How severe does this issue affect your experience of using Ray?
- High: It blocks me to complete my task.
Problem:
I am using RLLib and Tune together and my environment (Gym environment) keeps track of a certain state. Say for simplicity the number of episodes. But actually a more complicated state.
Now if I stop the experiment before it is finished and resume it I want to make sure all environments that are created are set to the state at which the experiment was stopped. Say if one environment was at episode 2 and another at 3 they will load a variable self.episodes = 2 and self.episodes = 3 or something similar.
So that if I resume I get exactly the same results (given that I have set a seed) then if I wouldn’t resume and let my experiment run. But since the environments are initialized in their begin state the results are actually different.
I have looked at the tune.checkpoint function API
https://docs.ray.io/en/latest/tune/api_docs/trainable.html#tune-function-docstring
But here I somehow need a function with an argument checkpoint_dir which I don’t know how I can have access to in the environment.
Before I used Ray my environment had a set_state function that gets called when a checkpoint is saved and a get_state function that gets called when there is resumed. And this is basically the functionality I want.

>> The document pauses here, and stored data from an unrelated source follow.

PR #53, opened 2020-09-09
Set operator image

yasensim:
Set real image to the operator deployment


salv-orlando:
We also need more changes to the CSV in oder to satisfy Operator-SDK scorecard tests. Instead of opening a new PR we will update this one

salv-orlando:
This does not seem to be needed anymore

PR #55, opened 2020-09-15
Support MTU configuration in NCP Operator

dantingl:
Set MTU in network CRD status
Restart nsx-ncp-bootstrap pods if MTU is changed

### DIFF
--- a/pkg/controller/configmap/config.go
+++ b/pkg/controller/configmap/config.go
@@ -43,8 +43,9 @@ func FillDefaults(configmap *corev1.ConfigMap, spec *configv1.NetworkSpec) error
 	appendErrorIfNotNil(&errs, fillDefault(cfg, "coe", "enable_snat", "True", false))
 	appendErrorIfNotNil(&errs, fillDefault(cfg, "ha", "enable", "True", false))
 	appendErrorIfNotNil(&errs, fillDefault(cfg, "k8s", "process_oc_network", "False", true))
-    // For Openshift add a 3-seconds agent delay by default
+	// For Openshift add a 3-seconds agent delay by default
 	appendErrorIfNotNil(&errs, fillDefault(cfg, "nsx_node_agent", "waiting_before_cni_response", "3", false))
+	appendErrorIfNotNil(&errs, fillDefault(cfg, "nsx_node_agent", "mtu", strconv.Itoa(operatortypes.DefaultMTU), false))
 	appendErrorIfNotNil(&errs, fillClusterNetwork(spec, cfg))
 
 	// Write config back to ConfigMap data
@@ -128,6 +129,12 @@ func validateConfigMap(configmap *corev1.ConfigMap) []error {
 	if validateConfig(cfg, "nsx_v3", "tier0_gateway") != nil &&
 		validateConfig(cfg, "nsx_v3", "top_tier_router") != nil {
 		appendErrorIfNotNil(&errs, errors.Errorf("failed to get tier0_gateway or top_tier_router"))
+	}
+	// Check MTU value
+	mtu := cfg.Section("nsx_node_agent").Key("mtu").Value()
+	_, err = strconv.Atoi(mtu)
+	if err != nil {
+		appendErrorIfNotNil(&errs, errors.Wrapf(err, "mtu is invalid"))
 	}
 
 	return errs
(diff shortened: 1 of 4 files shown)


pkg/controller/configmap/config.go
```diff
@@ -43,7 +43,7 @@ func FillDefaults(configmap *corev1.ConfigMap, spec *configv1.NetworkSpec) error
 	appendErrorIfNotNil(&errs, fillDefault(cfg, "coe", "enable_snat", "True", false))
 	appendErrorIfNotNil(&errs, fillDefault(cfg, "ha", "enable", "True", false))
 	appendErrorIfNotNil(&errs, fillDefault(cfg, "k8s", "process_oc_network", "False", true))
-    // For Openshift add a 3-seconds agent delay by default
+	// For Openshift add a 3-seconds agent delay by default
```
salv-orlando, line 46: thanks! I think I authored that patch with the editor with the python settings...

pkg/controller/configmap/config.go
```diff
@@ -266,26 +270,28 @@ func HasNetworkConfigChange(currConfig *configv1.Network, prevConfig *configv1.N
 	return stringSliceEqual(currCidrs, prevCidrs)
 }
 
-func NeedApplyChange(currConfig *corev1.ConfigMap, prevConfig *corev1.ConfigMap) (ncpNeedChange bool, agentNeedChange bool, err error) {
+func NeedApplyChange(currConfig *corev1.ConfigMap, prevConfig *corev1.ConfigMap) (
+	ncpNeedChange bool, agentNeedChange bool, bootstrapNeedChange bool, err error) {
```
salv-orlando, line 274: do you think there might be a case for creating a struct describing which components need a configuration change?

pkg/controller/configmap/config.go
```diff
@@ -339,6 +354,15 @@ func inSlice(str string, s []string) bool {
 	return false
 }
 
+func inMapKey(str string, m map[string][]string) bool {
```
salv-orlando, line 357: I might be wrong but perhaps there's an easier way for this?

_val, found := m[key]

source: https://blog.golang.org/maps

pkg/controller/configmap/config.go
```diff
@@ -431,3 +455,29 @@ func optionInConfigMap(configMap *corev1.ConfigMap, section string, key string)
...
+	}
+	if sec.HasKey(key) {
+		return sec.Key(key).Value()
+	}
+	return ""
+}
+
+func IsMTUChanged(currConfigMap *corev1.ConfigMap, prevConfigMap *corev1.ConfigMap) bool {
+	currMtu := getOptionInConfigMap(currConfigMap, "nsx_node_agent", "mtu")
+	prevMtu := getOptionInConfigMap(prevConfigMap, "nsx_node_agent", "mtu")
```
salv-orlando, line 477: just to make sure I read the code correctly, these will always be strings right?

pkg/controller/configmap/config.go
dantingl: I added a map for bootstrap pod in pkg/types/defaults.go, do you mean to add a whole list for all components?

pkg/controller/configmap/config.go
dantingl: n_n👍

pkg/controller/configmap/config.go
dantingl: Yes, values are all strings
https://godoc.org/gopkg.in/go-ini/ini.v1#Key.Value

pkg/controller/configmap/config.go
salv-orlando: I did not mean the section.
I notice that the function is now return a tuple of 4 values, and I was wondering it might be more manageable to have the 3 boolean in a struct

pkg/controller/configmap/config.go
salv-orlando: ok, we're good then ;)

pkg/controller/configmap/config.go
dantingl: OK, sure

pkg/controller/configmap/config.go
```diff
@@ -310,24 +322,34 @@ func NeedApplyChange(currConfig *corev1.ConfigMap, prevConfig *corev1.ConfigMap)
...
+		}
+		if !needChange.agent && inSlice(sec, operatortypes.AgentSections) {
+			needChange.agent = true
 		}
-		if !agentNeedChange && inSlice(sec, operatortypes.AgentSections) {
-			agentNeedChange = true
+		bootstrapOpts, found := operatortypes.BootstrapOptions[sec]
+		if !needChange.bootstrap && found {
+			for _, opt := range bootstrapOpts {
+				if currCfg.Section(sec).Key(opt).Value() != prevCfg.Section(sec).Key(opt).Value() {
```
ggverma, line 337: could there be an error here if the `Key` is not found in prev or curr cfg?

pkg/controller/configmap/config.go
```diff
@@ -431,3 +453,29 @@ func optionInConfigMap(configMap *corev1.ConfigMap, section string, key string)
...
+	if err != nil {
+		return ""
+	}
+	if sec.HasKey(key) {
+		return sec.Key(key).Value()
+	}
+	return ""
+}
+
+func IsMTUChanged(currConfigMap *corev1.ConfigMap, prevConfigMap *corev1.ConfigMap) bool {
```
ggverma, line 473: not necessary but, do you think we can be proactive and validate new MTU size before updating configmap and restarting pods?

pkg/controller/configmap/config.go
dantingl: If Key is not found, it will return a zero-value. 
Refer to https://godoc.org/gopkg.in/go-ini/ini.v1#Section.Key

pkg/controller/configmap/config.go
dantingl: Good suggestion, we can add MTU validation in operator

salv-orlando (approved):

pkg/controller/configmap/config.go
```diff
@@ -431,3 +456,29 @@ func optionInConfigMap(configMap *corev1.ConfigMap, section string, key string)
...
+
+func getOptionInConfigMap(configMap *corev1.ConfigMap, section string, key string) string {
+	cfg, err := ini.Load([]byte(configMap.Data[operatortypes.ConfigMapDataKey]))
+	if err != nil {
+		log.Error(err, "Failed to load ConfigMap")
+		return ""
+	}
+	sec, err := cfg.GetSection(section)
+	if err != nil {
+		return ""
```
heypnus, line 468: better log error before return ""?

heypnus (approved):

PR #56, opened 2020-09-16
Final CSV and support for custom Namespace

salv-orlando:
This patch updates the CSV for the operator by:
- adding NcpInstalls CRD to permissions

Let me know if this is possible.
Edit: To clarify a bit more. Consider the scenario where I have two runs, run_1 and run_2 with Tune the checkpoints get stored in a format name_of_grid_search_experiment/run_1 and name_of_grid_search_experiment/run_2. Now if I stop the experiment then for example run_1 is by episode 45 and run_2 by episode 46. I want to save those numbers so that if I resume the environment of run_1 knows it is by episode 45 and run_2 by episode 46. How to do this?
I cannot simply save a certain checkpoint because I need to store it in the checkpoint that Tune already generates, the checkpoint_00001 folder etc. I want to put it in such a folder. But the environment doesn’t know the directory and file name of the currently saved checkpoint and when loading (resuming) a model it also doesn’t know which folder to look for.